Dr. London also failed to discuss any alternative mitigations, especially ventilation and clean air technologies, despite being specifically asked to do so by Vice-Chair Stan Stek at the beginning of the meeting, which you can hear at the 9-minute mark in the video. This is especially important since the CDC finally acknowledged in May that this virus can spread via tiny airborne aerosols in addition to the larger respiratory droplets we've been told masks can be effective against, making ventilation a much more important factor than previously thought. In fact, the high school some of my children attend replaced their entire air handling system and upgraded their filtration over the summer chiefly to reduce the likelihood of a respiratory virus spreading there. While I'm not aware of any cases of COVID transmission happening there last school year, I (and they) believe that with these changes, the chances of that happening this year are lower than ever before, even with masks not being required. This meeting would have been an excellent opportunity to discuss such strategies, which will have long-term benefits in mitigating not only COVID, but also illnesses caused by other airborne pathogens such as RSV and influenza. Instead, Dr. London continued to focus solely on masks as if they're the most effective and only necessary mitigation.

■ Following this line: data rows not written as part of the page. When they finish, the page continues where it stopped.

PR #236, opened 2022-04-30
Fixing issue with worker on wasm targets

gents83:
With previous code on wasm target it was executing anyway multithreading request

image

### DIFF
--- a/src/worker/mod.rs
+++ b/src/worker/mod.rs
@@ -34,14 +34,18 @@ pub enum PreferWorkerKind {
     Multithreaded,
 }
 
+
 /// Execute something with a worker system.
 pub fn with_worker<T>(prefer: PreferWorkerKind, f: impl FnOnce(&mut dyn Worker) -> T) -> T {
+    #[cfg(any(target_arch = "asmjs", target_arch = "wasm32"))]
+    {
+        return self::immediate::with_immediate(f);
+    }
     match prefer {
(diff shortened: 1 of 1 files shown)


src/worker/mod.rs
```diff
@@ -34,14 +34,18 @@ pub enum PreferWorkerKind {
...
+
 /// Execute something with a worker system.
 pub fn with_worker<T>(prefer: PreferWorkerKind, f: impl FnOnce(&mut dyn Worker) -> T) -> T {
+    #[cfg(any(target_arch = "asmjs", target_arch = "wasm32"))]
+    {
+        return self::immediate::with_immediate(f);
+    }
     match prefer {
-        #[cfg(not(any(target_arch = "asmjs", target_arch = "wasm32")))]
         #[cfg(feature = "rayon")]
```
fintelia, line 45: Would replacing this with `#[cfg(all(not(any(target_arch = "asmjs", target_arch = "wasm32")), feature = "rayon"))]` work instead?

gents83: Yep, it's the same 😊
It is the "double line" cfg the real issue

fintelia: Could we do that instead then? Seems nicer than duplicating the self::immediate::with_immediate() call.

fintelia (approved):

PR #237, opened 2022-05-02
Updated version

gents83:
Update version in order to be updated and used then into image-rs


HeroicKatora:
Oops.. That wasn't intended to happen

PR #239, opened 2022-05-02
Release 0.2.5

HeroicKatora:
Replaces #237 

Since we do releases based on the feature branch itself (not the automatic merge, as it's unnnamed and potentially different) rebased this on master and pushed. Originally, I wanted to push this to the fork but accidentally pushed `master`, which auto-closed the through github. And without an active PR I'm no longer allowed to update the branch / undo that mistake :smile:

### DIFF
--- a/CHANGELOG.md
+++ b/CHANGELOG.md
@@ -2,6 +2,10 @@
 All notable changes to this project will be documented in this file.
 This project adheres to [Semantic Versioning](http://semver.org/).
 
+## v0.2.5 (2022-05-02)
+
+- Fix single threaded usage in WASM target.
+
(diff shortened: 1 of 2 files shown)


HeroicKatora:
@gents83 sorry for the confusion.

HeroicKatora:
And thank you for the release-notes and metadata bump :)

gents83:
@HeroicKatora may I ask you to integrate it also in image pls?

HeroicKatora:
There's no need to do it explicitly. It's compatible with the current spec (`^0.2.1`) and all it should take is a `cargo update` to renew the dependency. Let me know if there's an issue keeping this from working.

PR #240, opened 2022-05-03
Formatting and isolating rayon feature completely

gents83:
@HeroicKatora this is actually fully separating rayon to make it work on wasm target.
I had other modification in local I didn't integrate in my branch before merging - my bad :(
This will also require to update current release version probably

### DIFF
--- a/src/decoder.rs
+++ b/src/decoder.rs
@@ -1,3 +1,14 @@
+use crate::error::{Error, Result, UnsupportedFeature};
+use crate::huffman::{fill_default_mjpeg_tables, HuffmanDecoder, HuffmanTable};
+use crate::marker::Marker;
+use crate::parser::{
+    parse_app, parse_com, parse_dht, parse_dqt, parse_dri, parse_sof, parse_sos,
+    AdobeColorTransform, AppData, CodingProcess, Component, Dimensions, EntropyCoding, FrameInfo,
+    IccChunk, ScanInfo,
+};
+use crate::read_u8;
+use crate::upsampler::Upsampler;
+use crate::worker::{with_worker, PreferWorkerKind, RowData, Worker};
 use alloc::borrow::ToOwned;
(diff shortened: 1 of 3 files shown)


src/decoder.rs
```diff
@@ -1174,7 +1180,10 @@ fn compute_image(
     }
 }
 
-#[cfg(feature = "rayon")]
+#[cfg(all(
+    not(any(target_arch = "asmjs", target_arch = "wasm32")),
+    feature = "rayon"
+))]
```
HeroicKatora, line 1186: Could you move this implementation into `worker/rayon.rs`? That would isolate the feature requirement by source location. Also allows fixing the glob import `rayon::prelude::*` and turn it into a proper one.

HeroicKatora (commented):
Is there any way we can test this is CI? My confidence in future changes preserving the wasm-functionality is a bit low. Apart from the nit, looks good.

gents83:
> Is there any way we can test this is CI? My confidence in future changes preserving the wasm-functionality is a bit low. Apart from the nit, looks good.

Mmmm... it'll really depends in what will be added in rayon module little by little, no?
Let's say that the best is to do what you're suggesting - to put all the rayon-related stuff inside rayon.rs - no?

src/decoder.rs
gents83: Is it ok what I did in https://github.com/image-rs/jpeg-decoder/pull/240/commits/7d843f15a19d3354cdf230243b3051dec785b100 ?

HeroicKatora: Yes :+1:

HeroicKatora (approved):
Found a way to test this in CI. So I can confidently say, this solution works and is complete :+1:

HeroicKatora:
Release when the testing as detailed in #241 lands on CI, eta tomorrow.

PR #247, opened 2022-05-14
Sketch: choose worker late

HeroicKatora:
cc: @Shnatsel if you want to try parameter tweaking

### DIFF
--- a/src/decoder.rs
+++ b/src/decoder.rs
@@ -8,7 +8,7 @@ use crate::parser::{
 };
 use crate::read_u8;
 use crate::upsampler::Upsampler;
-use crate::worker::{compute_image_parallel, with_worker, PreferWorkerKind, RowData, Worker};
+use crate::worker::{compute_image_parallel, PreferWorkerKind, RowData, Worker, WorkerScope};
 use alloc::borrow::ToOwned;
 use alloc::sync::Arc;
 use alloc::vec::Vec;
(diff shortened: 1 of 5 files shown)


src/decoder.rs
```diff
@@ -196,11 +196,31 @@ impl<R: Read> Decoder<R> {
         Some(data)
     }
 
+    /// Heuristic to avoid starting thread, synchronization if we expect a small amount of
+    /// parallelism to be utilized.
+    fn select_worker(frame: &FrameInfo, worker_preference: PreferWorkerKind) -> PreferWorkerKind {
+        // TODO: figure out the exact value.
+        const PARALLELISM_THRESHOLD: u64 = 1024 * 1024;
```
Shnatsel, line 203:
```suggestion
        const PARALLELISM_THRESHOLD: u64 = 128 * 128;
```

Extremely tall images with this area benefit from skipping multithreading (10% speedup) but extremely wide images with this area see no difference.

src/decoder.rs
```diff
@@ -196,11 +196,31 @@ impl<R: Read> Decoder<R> {
...
+
+        match worker_preference {
+            PreferWorkerKind::Immediate => PreferWorkerKind::Immediate,
+            PreferWorkerKind::Multithreaded => {
+                let width: u64 = frame.output_size.width.into();
+                let height: u64 = frame.output_size.width.into();
+                if width * height * frame.components.len() as u64 > PARALLELISM_THRESHOLD {
```
Shnatsel, line 210:
```suggestion
                if width * height > PARALLELISM_THRESHOLD {
```
 The number of channels doesn't seem to matter.

Shnatsel:
Added heuristics based on my quick testing.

Finally, I want to explain why I felt compelled to write this letter. There was plenty of news media at this event to catch and report everything I've related here. I pointed out in my own public comment (which you can hear at the 5:08:45 mark in the video) the issue with the health department adding language to the law, so they even knew about that. Yet none of them reported any of this. Instead, they painted those who spoke against this order as merely people upset about something being imposed on them but with no argument against it, which is far from the truth, as you can see.

I urge you to reconsider any ways in which your district may be cooperating with this order, and especially to demand that the health department justify that future actions comport with what is actually in the law before you agree to cooperate with them. Thank you.”]

CONCLUSION & PETITION :

In signing this petition we are saying we do not agree with current or future mask mandates nor do we agree with any potential vaccine mandate made on our Catholic institutions, specific to this letter being Catholic educators, school staff and children within our schools. It is an affront to our religious liberties to demand we act contrary to our well formed conscience.

Respectfully, we ask you as our Bishop, Superintendent, and Board of Education to stand up for our religious rights! Brainstorm with one another and this community about how to find a solution to this problem. Dialogue with the faithful in this and future decision making processes. Allow us as parents to have a seat at this table, and hear our voices. We seek to have open communication and cooperation, not mandates and dictation. Stand up legally if need be as a Catholic institution defending the religious rights of your flock whom you shepherd. Will you set your face like flint and with the strength of God lead us into victory as we battle this giant? Think of how Catholic schools would grow. We’d gain many public school children and currently homeschooled children by setting the bar high and winning this battle for freedom to choose, using prudential judgment over being bound by mandates.


Respectfully,

All who have signed this letter & petition (signatures attached) *including just over 200 pen and paper signatures as of 9/14/21 given already personally to the recipents of this letter & petition.